## [Task statement]
The answer must consist of every line from the data that holds "setAttribute".

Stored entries
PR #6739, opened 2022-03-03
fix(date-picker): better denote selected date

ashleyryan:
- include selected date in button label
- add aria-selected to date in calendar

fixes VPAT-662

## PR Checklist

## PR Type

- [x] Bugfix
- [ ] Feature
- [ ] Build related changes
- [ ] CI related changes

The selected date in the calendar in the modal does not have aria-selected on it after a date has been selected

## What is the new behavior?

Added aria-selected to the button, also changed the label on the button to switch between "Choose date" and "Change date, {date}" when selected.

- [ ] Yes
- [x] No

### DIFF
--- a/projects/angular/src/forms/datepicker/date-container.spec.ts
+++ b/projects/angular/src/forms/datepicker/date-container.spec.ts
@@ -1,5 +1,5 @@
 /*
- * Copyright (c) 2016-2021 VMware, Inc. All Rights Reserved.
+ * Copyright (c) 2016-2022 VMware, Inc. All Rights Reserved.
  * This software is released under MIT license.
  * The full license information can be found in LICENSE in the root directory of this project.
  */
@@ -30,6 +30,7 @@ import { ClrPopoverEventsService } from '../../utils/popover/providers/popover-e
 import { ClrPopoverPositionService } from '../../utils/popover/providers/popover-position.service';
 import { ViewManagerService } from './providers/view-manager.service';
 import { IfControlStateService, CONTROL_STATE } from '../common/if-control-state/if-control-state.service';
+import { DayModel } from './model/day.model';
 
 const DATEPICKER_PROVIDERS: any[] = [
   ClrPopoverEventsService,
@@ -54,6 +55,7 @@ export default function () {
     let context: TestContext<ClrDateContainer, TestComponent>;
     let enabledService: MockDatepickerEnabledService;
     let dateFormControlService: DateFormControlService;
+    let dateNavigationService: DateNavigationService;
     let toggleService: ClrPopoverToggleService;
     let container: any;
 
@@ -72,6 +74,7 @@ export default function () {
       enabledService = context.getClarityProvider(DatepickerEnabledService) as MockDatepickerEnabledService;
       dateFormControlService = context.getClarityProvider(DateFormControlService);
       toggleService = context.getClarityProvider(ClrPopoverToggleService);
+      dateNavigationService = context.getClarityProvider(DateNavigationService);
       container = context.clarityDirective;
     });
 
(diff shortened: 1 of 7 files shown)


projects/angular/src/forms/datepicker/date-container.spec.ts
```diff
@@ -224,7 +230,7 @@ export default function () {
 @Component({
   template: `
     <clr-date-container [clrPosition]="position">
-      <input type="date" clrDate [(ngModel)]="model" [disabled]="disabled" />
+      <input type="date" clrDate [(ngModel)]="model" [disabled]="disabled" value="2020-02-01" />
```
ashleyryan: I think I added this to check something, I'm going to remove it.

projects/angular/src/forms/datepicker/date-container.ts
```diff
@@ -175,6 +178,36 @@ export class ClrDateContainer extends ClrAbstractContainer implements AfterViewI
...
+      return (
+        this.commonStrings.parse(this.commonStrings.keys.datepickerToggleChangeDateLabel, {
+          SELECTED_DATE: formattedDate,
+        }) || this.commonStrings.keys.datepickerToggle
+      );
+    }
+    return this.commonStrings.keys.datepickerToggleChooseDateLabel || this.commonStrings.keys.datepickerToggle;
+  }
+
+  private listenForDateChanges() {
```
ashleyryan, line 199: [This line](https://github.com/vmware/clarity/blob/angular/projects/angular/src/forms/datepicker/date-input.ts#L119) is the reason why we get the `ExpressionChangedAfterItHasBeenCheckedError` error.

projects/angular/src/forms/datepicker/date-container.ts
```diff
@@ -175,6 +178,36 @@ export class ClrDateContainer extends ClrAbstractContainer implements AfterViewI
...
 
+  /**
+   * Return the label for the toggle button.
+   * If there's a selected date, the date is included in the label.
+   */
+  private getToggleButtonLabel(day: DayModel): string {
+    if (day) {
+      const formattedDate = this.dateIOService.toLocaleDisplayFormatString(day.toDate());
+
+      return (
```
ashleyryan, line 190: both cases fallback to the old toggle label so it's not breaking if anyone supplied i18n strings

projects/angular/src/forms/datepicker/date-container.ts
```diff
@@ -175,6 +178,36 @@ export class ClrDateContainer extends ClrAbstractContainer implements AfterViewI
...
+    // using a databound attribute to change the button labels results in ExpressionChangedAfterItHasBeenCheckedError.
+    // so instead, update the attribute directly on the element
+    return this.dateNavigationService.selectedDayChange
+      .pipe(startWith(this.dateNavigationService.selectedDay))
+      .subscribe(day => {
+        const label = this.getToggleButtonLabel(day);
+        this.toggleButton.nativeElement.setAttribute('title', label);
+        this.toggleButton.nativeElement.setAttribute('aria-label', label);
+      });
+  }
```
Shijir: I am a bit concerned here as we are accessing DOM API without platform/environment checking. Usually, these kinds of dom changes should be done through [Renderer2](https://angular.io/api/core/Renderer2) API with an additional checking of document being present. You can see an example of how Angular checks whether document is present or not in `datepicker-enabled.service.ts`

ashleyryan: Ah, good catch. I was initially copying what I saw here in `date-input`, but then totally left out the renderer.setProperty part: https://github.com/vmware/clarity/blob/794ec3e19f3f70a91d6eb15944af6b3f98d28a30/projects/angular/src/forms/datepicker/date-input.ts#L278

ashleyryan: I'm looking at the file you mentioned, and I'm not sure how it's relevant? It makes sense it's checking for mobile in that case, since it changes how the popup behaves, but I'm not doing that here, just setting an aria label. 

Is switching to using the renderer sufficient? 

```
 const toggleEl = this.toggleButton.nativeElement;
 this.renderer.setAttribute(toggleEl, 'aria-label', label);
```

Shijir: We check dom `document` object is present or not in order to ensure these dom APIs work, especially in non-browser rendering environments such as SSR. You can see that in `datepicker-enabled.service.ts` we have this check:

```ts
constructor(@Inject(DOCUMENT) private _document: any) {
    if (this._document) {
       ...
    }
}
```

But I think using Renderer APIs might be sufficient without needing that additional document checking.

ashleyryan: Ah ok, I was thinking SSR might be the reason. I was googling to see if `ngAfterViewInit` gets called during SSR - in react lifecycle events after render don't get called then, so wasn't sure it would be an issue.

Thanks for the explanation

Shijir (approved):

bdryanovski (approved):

## [Answer to the problem]
+        this.toggleButton.nativeElement.setAttribute('title', label);
+        this.toggleButton.nativeElement.setAttribute('aria-label', label);
 this.renderer.setAttribute(toggleEl, 'aria-label', label);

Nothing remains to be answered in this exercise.